I have two pandas dataframes, each with two columns: a measurement and a timestamp. I need to multiply the first differences of the measurements, but only if there is a time overlap between the two measurement intervals. How can I do this efficiently, as the size of the dataframes gets large? Example:
dfA
mesA timeA
0 125 2015-01-14 04:44:49
1 100 2015-01-14 05:16:23
2 115 2015-01-14 08:57:10
dfB
mesB timeB
0 140 2015-01-14 00:13:17
1 145 2015-01-14 08:52:01
2 120 2015-01-14 11:31:44
Here I would multiply (100-125)*(145-140)

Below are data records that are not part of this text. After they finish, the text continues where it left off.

PR #483, opened 2024-01-17
Add documentation and scripts for Pax benchmarking using synthetic dataset

ashors1:
Note that this PR bumps the manifest. This is needed because `test-pax.sh` has been modified to use the synthetic config from upstream. When the manifest is not bumped, `test-pax.sh` will fail because the synthetic config is not present in upstream Pax.


ashors1:
This PR depends on the following paxml PR: https://github.com/google/paxml/pull/61

terrykong (approved):
LGTM

terrykong:
Could you update the description of the PR to add that you are bumping the manifest because it's required and why it is required?

terrykong (dismissed):

yhtang (changes requested):
Could you please check if `manifest.yaml` content is indeed the latest? #487 seems to also updated it.

ashors1:
> Could you please check if `manifest.yaml` content is indeed the latest? #487 seems to also updated it.

Yep, verified that `manifest.yaml` is indeed updated. #487 needed to update the manifest to include an XLA version with the necessary flag. This further updates the manifest to avoid a temporary TE performance degradation we observed.

ashors1:
The presubmit CI is showing that the TE tests are still crashing an error that looks related to the LLVM issue we have been seeing, but I don't think we should let that crash block this PR. I'll look into that issue independently, but I think we should merge this PR in the meantime to unblock our nightly tests. Thoughts @yhtang @terrykong ?

ashors1:
Also, there appears to be a regression with the single GPU TE test. This I will look into as well, but as long as this PR is not merged, our nightly tests will continue to fail.

terrykong:
I'm seeing that there are regressions in multiple rosetta-pax tests. I see in one test:
```
jaxlib.xla_extension.XlaRuntimeError: UNKNOWN: <unknown>:0: error: loc("reduce.3890"): 'mhlo.reduce' op inferred type(s) 'tensor<3072xbf16>' are incompatible with return type(s) of operation 'tensor<3072xf32>'
<unknown>:0: error: loc("reduce.3890"): 'mhlo.reduce' op failed to infer returned types
<unknown>:0: note: loc("reduce.3890"): see current operation: 
%5154 = "mhlo.reduce"(%5151, %5153) ({
^bb0(%arg641: tensor<bf16>, %arg642: tensor<bf16>):
  %5156 = "mhlo.add"(%arg641, %arg642) : (tensor<bf16>, tensor<bf16>) -> tensor<bf16>
  "mhlo.return"(%5156) : (tensor<bf16>) -> ()
}) {dimensions = dense<1> : tensor<1xi64>} : (tensor<3072x8192xf32>, tensor<f32>) -> tensor<3072xf32>
```
And this looks new, can you see if selectively updating the pax manifest will fix this? In particular, revert all the SHAs except praxis/paxml?

I think we should merge this since it fixes tests, but I'm trying to understand how we could improve our process next time around. @ashors1 If in #487, the manifest was selectively updated so that only JAX/XLA was bumped, but everything else wasn't; assuming there wasn't a JAX API change affecting Pax, could that have avoided us introducing a broken state?

ashors1:
> I'm seeing that there are regressions in multiple rosetta-pax tests. I see in one test

Yes, that is the new failure we are seeing as a result of the proposed WAR `--xla_gpu_enable_llvm_module_compilation_parallelism=true`. I will try reverting all the SHAs besides paxml and praxis.

> If in https://github.com/NVIDIA/JAX-Toolbox/pull/487, the manifest was selectively updated so that only JAX/XLA was bumped, but everything else wasn't; assuming there wasn't a JAX API change affecting Pax, could that have avoided us introducing a broken state?

 I can't say for sure, but my current understanding is that the flag that was supposed to workaround the LLVM issue did not work as expected and introduced this error. If that is true, updating only JAX/XLA would not have avoided the failures.

yhtang (approved):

since there is a time overlap between the intervals [04:44:49, 05:16:23]
and [00:13:17, 08:52:01]
, but not (100-125)
and(120-145)
, since there isn't one. Similarly, I would have (115-100)*(145-140)
but also (115-100)*(120-145)
, since both have a time overlap.
In the end I will have to sum all the relevant products in a single value, so the result need not be a dataframe. In this case:
s = (100-125)*(145-140)+(115-100)*(145-140)+(115-100)*(120-145) = -425
My current solution:
s = 0
for i in range(1, len(dfA)):
startA = dfA['timeA'][i-1]
endA = dfA['timeA'][i]
for j in range(1, len(dfB)):
startB = dfB['timeB'][j-1]
endB = dfB['timeB'][j]
if (endB>startA) & (startB<endA):
s+=(dfA['mesA'][i]-dfA['mesA'][i-1])*(dfB['mesB'][j]-dfB['mesB'][j-1])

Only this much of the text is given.